━━━ Data under study ━━━

PR #126, opened 2016-03-07
New range example

poopoothegorilla:
I think that this example should be added... it is just a small addition, but it could provide useful to those learning.

When I ran the rebuild tool it replaced some `<em>` tags to `_` I am unsure wether this should be removed.


poopoothegorilla:
closes https://github.com/mmcgrana/gobyexample/issues/127

mmcgrana:
Per #127 I've pulled this suggestion in - thanks!

PR #134, opened 2016-05-19
Adding info on danger of leak on non-closed time Ticker.

henvic:


mmcgrana:
Thanks for the suggestion, but I'm going to keep the example as is to make it as brief as possible. Sorry!

PR #137, opened 2016-06-02
Remove unnecessary word in Range.

bitwiselove:
Fix paragraph in range.


mmcgrana:
Ah, good catch, thanks for flagging! I've fixed this in master in both the `.go` source and generated files.

PR #139, opened 2016-06-09
Add 'previous example' navigation

svanburen:


mmcgrana:
Thanks for the suggestion, but I'm not planning on changing the navigation of the site any further. Sorry!

PR #140, opened 2016-06-26
errors.go: Replace errors.New() with fmt.Errorf()

nodakai:


catsby:
This is the only line on the page that directly uses the `errors` package, so I think it's useful to leave as is, unless I'm missing something non-idiomatic or something about directly calling `errors.New` that is generally not recommended.

mmcgrana:
Yeah as @catsby mentioned I'd like to retain this as an example of using the underlying `errors` package. Thanks for the suggestion though!

PR #1, opened 2017-11-07
Added the option to plot TADs as triangles from a bed file

fidelram:


bgruening:
@fidelram thanks! Is this from the the py3k branch?

fidelram:
actually not! :(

━━━

▸ **Task to carry out**
Copy each line of the data above exactly as it appears.

▸ **Result below**
PR #126, opened 2016-03-07
New range example

poopoothegorilla:
I think that this example should be added... it is just a small addition, but it could provide useful to those learning.

When I ran the rebuild tool it replaced some `<em>` tags to `_` I am unsure wether this should be removed.


poopoothegorilla:
closes https://github.com/mmcgrana/gobyexample/issues/127

mmcgrana:
Per #127 I've pulled this suggestion in - thanks!

PR #134, opened 2016-05-19
Adding info on danger of leak on non-closed time Ticker.

henvic:


mmcgrana:
Thanks for the suggestion, but I'm going to keep the example as is to make it as brief as possible. Sorry!

PR #137, opened 2016-06-02
Remove unnecessary word in Range.

bitwiselove:
Fix paragraph in range.


mmcgrana:
Ah, good catch, thanks for flagging! I've fixed this in master in both the `.go` source and generated files.

PR #139, opened 2016-06-09
Add 'previous example' navigation

svanburen:


mmcgrana:
Thanks for the suggestion, but I'm not planning on changing the navigation of the site any further. Sorry!

PR #140, opened 2016-06-26
errors.go: Replace errors.New() with fmt.Errorf()

nodakai:


catsby:
This is the only line on the page that directly uses the `errors` package, so I think it's useful to leave as is, unless I'm missing something non-idiomatic or something about directly calling `errors.New` that is generally not recommended.

mmcgrana:
Yeah as @catsby mentioned I'd like to retain this as an example of using the underlying `errors` package. Thanks for the suggestion though!

PR #1, opened 2017-11-07
Added the option to plot TADs as triangles from a bed file

fidelram:


bgruening:
@fidelram thanks! Is this from the the py3k branch?

fidelram:
actually not! :(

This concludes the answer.